[GIVEN DATA]:
◆ ◆ ◆ ◆

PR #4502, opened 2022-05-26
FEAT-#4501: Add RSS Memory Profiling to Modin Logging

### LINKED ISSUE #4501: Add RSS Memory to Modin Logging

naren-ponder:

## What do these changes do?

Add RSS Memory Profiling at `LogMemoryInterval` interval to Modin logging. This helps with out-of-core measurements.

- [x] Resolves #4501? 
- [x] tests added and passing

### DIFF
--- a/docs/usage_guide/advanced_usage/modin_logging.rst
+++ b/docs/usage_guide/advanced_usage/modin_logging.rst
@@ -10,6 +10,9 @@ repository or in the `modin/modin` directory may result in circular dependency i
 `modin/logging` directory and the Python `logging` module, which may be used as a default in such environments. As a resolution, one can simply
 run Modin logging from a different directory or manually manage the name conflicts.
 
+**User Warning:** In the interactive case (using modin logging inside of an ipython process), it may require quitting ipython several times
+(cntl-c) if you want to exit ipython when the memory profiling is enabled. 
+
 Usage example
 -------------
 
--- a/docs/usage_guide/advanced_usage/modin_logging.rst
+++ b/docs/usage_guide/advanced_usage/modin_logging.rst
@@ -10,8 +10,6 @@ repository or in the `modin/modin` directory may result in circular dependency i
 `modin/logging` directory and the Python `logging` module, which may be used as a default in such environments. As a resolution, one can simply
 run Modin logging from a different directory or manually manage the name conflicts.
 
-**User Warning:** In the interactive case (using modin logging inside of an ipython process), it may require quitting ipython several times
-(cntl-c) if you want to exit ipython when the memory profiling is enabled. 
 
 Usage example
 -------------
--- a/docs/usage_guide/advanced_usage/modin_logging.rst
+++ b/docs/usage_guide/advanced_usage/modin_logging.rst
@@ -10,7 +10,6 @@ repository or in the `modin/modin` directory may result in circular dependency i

◆ ◆ ◆ ◆

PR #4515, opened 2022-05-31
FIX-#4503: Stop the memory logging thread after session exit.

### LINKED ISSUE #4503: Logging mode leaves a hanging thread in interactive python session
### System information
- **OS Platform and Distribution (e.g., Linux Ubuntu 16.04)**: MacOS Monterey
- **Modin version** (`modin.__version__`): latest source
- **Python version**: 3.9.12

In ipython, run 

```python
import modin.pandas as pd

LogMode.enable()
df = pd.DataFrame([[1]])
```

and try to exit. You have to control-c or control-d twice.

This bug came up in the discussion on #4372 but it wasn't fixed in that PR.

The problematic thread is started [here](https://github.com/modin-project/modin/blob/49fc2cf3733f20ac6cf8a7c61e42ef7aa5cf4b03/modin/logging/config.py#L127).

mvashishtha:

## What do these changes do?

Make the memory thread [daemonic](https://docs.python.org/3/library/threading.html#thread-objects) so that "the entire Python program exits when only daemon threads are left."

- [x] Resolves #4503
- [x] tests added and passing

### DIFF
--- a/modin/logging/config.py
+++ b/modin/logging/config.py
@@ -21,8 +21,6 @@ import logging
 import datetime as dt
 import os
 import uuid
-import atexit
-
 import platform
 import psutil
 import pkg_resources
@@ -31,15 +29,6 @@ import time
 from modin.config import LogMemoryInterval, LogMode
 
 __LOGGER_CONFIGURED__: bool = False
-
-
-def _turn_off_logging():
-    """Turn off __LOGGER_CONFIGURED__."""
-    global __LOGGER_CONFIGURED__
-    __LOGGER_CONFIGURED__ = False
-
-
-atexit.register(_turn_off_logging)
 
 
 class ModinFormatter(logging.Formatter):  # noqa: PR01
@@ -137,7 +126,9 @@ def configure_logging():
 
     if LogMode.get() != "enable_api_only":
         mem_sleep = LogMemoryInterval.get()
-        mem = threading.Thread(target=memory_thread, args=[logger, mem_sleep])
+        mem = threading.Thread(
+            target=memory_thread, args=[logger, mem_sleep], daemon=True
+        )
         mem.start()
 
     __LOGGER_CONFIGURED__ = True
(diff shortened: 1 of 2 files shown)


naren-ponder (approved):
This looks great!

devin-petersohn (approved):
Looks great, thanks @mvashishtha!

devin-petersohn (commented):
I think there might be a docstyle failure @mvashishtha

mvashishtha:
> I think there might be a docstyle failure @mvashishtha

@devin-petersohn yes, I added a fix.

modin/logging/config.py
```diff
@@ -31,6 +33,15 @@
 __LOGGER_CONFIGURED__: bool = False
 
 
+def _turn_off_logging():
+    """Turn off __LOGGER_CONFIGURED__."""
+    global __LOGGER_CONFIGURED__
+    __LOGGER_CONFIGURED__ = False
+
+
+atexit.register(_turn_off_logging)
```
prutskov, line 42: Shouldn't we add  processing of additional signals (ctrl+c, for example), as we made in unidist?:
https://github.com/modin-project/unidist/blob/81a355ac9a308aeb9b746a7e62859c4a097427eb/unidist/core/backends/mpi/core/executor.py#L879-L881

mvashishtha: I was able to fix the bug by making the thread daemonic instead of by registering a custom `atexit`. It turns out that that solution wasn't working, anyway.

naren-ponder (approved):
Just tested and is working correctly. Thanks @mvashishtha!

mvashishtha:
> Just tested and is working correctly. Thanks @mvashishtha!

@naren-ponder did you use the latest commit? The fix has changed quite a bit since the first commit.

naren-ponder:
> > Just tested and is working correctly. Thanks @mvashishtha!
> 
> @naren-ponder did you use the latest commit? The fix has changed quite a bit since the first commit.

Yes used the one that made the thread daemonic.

◆ ◆ ◆ ◆

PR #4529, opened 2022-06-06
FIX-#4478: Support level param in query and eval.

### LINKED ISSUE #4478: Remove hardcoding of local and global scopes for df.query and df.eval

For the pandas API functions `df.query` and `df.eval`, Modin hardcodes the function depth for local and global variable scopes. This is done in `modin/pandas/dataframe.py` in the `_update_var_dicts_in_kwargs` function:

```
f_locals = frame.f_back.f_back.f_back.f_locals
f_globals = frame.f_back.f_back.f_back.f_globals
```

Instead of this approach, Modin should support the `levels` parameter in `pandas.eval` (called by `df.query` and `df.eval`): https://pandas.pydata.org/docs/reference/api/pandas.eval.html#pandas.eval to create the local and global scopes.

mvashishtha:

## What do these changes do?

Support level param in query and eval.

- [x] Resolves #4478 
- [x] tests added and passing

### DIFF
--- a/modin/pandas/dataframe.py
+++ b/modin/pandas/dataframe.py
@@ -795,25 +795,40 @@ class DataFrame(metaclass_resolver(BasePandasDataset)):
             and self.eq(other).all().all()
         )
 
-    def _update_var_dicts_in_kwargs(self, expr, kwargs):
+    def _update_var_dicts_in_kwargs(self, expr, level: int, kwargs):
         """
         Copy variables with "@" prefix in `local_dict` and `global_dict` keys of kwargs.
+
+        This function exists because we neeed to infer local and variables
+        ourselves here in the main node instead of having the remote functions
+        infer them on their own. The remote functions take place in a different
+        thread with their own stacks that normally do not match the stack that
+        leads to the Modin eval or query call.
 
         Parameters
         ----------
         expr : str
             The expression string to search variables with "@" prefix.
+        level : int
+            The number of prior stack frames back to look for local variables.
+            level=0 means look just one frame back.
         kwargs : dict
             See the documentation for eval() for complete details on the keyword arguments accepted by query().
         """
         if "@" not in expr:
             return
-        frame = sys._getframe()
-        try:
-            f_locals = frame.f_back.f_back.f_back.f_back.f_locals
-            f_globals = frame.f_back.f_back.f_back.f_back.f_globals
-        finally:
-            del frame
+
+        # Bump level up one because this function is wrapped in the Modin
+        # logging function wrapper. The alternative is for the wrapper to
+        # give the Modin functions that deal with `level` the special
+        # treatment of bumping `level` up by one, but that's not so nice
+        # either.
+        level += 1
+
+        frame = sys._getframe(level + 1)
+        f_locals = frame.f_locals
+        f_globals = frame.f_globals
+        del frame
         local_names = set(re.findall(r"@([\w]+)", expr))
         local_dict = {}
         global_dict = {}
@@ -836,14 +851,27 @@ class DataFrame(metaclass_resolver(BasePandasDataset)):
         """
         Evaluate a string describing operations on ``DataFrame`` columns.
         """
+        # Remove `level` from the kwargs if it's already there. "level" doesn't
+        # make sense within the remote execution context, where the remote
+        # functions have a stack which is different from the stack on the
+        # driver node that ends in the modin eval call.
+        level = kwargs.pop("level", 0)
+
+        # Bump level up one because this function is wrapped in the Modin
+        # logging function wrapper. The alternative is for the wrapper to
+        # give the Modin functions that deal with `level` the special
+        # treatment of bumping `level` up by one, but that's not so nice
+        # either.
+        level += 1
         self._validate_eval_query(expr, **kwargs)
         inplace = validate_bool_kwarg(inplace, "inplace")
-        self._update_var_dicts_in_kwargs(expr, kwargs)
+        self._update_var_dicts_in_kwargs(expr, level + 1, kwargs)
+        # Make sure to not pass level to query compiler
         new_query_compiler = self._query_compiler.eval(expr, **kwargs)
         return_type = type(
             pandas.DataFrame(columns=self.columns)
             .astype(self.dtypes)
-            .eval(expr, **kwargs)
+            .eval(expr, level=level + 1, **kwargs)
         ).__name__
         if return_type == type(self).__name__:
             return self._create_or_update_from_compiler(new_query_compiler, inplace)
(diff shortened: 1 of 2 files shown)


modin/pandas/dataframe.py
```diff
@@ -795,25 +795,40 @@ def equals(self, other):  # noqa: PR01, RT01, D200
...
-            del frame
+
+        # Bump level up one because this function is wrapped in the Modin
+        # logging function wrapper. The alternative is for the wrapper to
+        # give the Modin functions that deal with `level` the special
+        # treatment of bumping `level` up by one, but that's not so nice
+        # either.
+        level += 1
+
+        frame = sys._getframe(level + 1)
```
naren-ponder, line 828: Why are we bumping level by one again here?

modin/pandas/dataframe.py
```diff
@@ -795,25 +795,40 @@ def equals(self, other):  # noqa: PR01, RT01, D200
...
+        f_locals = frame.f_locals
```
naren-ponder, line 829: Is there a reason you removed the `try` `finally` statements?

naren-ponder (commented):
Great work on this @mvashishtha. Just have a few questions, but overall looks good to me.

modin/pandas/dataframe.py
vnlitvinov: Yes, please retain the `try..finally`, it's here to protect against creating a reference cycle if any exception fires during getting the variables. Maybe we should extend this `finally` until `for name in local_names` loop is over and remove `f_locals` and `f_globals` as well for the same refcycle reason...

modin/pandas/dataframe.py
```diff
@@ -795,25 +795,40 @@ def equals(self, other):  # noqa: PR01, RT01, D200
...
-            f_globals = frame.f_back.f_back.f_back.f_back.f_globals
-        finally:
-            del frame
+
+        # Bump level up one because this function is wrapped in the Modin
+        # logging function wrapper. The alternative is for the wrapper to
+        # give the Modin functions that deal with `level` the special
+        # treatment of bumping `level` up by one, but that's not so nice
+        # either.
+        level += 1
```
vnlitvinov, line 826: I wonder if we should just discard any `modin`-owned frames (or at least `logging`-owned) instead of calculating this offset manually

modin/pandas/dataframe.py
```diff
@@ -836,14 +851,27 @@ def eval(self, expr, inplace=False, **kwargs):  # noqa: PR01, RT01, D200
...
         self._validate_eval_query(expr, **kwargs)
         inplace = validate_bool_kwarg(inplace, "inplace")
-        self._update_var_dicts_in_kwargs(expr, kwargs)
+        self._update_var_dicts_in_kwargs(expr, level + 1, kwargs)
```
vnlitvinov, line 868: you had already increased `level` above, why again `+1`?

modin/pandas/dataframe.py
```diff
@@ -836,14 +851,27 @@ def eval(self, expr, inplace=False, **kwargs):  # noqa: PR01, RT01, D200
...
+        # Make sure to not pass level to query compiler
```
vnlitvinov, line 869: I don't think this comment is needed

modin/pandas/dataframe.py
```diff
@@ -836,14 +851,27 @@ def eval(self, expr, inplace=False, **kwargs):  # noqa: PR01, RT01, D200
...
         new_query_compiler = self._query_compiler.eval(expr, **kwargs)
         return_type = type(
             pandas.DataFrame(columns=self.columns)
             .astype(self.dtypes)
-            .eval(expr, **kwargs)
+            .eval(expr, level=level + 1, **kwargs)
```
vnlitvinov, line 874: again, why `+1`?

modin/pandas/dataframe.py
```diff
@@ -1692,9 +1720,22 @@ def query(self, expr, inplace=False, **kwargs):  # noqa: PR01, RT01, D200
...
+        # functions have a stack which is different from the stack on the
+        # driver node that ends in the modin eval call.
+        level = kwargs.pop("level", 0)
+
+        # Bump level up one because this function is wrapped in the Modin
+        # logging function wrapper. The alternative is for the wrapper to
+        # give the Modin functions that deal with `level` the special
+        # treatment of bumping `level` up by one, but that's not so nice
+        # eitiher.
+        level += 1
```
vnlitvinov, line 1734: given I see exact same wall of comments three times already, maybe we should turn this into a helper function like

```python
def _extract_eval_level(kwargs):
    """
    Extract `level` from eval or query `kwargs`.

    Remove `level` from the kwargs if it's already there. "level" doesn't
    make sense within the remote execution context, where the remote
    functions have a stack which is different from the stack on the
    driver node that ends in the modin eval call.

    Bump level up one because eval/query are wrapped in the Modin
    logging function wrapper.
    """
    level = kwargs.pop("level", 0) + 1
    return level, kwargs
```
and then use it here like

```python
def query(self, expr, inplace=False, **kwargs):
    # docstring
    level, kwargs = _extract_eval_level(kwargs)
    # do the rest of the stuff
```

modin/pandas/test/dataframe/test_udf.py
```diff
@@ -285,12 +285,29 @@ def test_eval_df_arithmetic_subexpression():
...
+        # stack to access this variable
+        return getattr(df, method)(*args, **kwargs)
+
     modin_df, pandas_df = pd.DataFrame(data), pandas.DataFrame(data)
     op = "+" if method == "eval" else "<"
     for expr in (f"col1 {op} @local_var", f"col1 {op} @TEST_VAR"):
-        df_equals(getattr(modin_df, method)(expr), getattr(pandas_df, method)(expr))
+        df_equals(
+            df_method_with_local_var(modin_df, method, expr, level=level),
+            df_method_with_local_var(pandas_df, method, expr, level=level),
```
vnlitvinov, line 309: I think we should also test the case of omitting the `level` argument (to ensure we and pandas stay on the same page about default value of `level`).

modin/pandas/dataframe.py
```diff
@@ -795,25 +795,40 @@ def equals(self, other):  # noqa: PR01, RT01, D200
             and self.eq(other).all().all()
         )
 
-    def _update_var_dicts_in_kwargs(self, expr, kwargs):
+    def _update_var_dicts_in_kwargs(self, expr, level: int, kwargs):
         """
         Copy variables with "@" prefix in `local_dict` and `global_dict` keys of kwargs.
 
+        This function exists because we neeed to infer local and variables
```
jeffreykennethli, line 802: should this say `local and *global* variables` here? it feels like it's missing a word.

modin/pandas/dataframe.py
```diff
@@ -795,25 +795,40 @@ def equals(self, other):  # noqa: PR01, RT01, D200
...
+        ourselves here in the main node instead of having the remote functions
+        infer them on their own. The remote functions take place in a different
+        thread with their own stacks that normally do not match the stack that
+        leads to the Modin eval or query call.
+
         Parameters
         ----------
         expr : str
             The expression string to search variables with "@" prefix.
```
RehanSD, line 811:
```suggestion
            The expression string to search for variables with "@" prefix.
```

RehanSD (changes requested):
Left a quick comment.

◆ ◆ ◆ ◆

[INSTRUCTIONS TO FOLLOW]: Work through the material above. Then report how many of its lines contain "User", and only that.

[RESPONSE AREA]: 2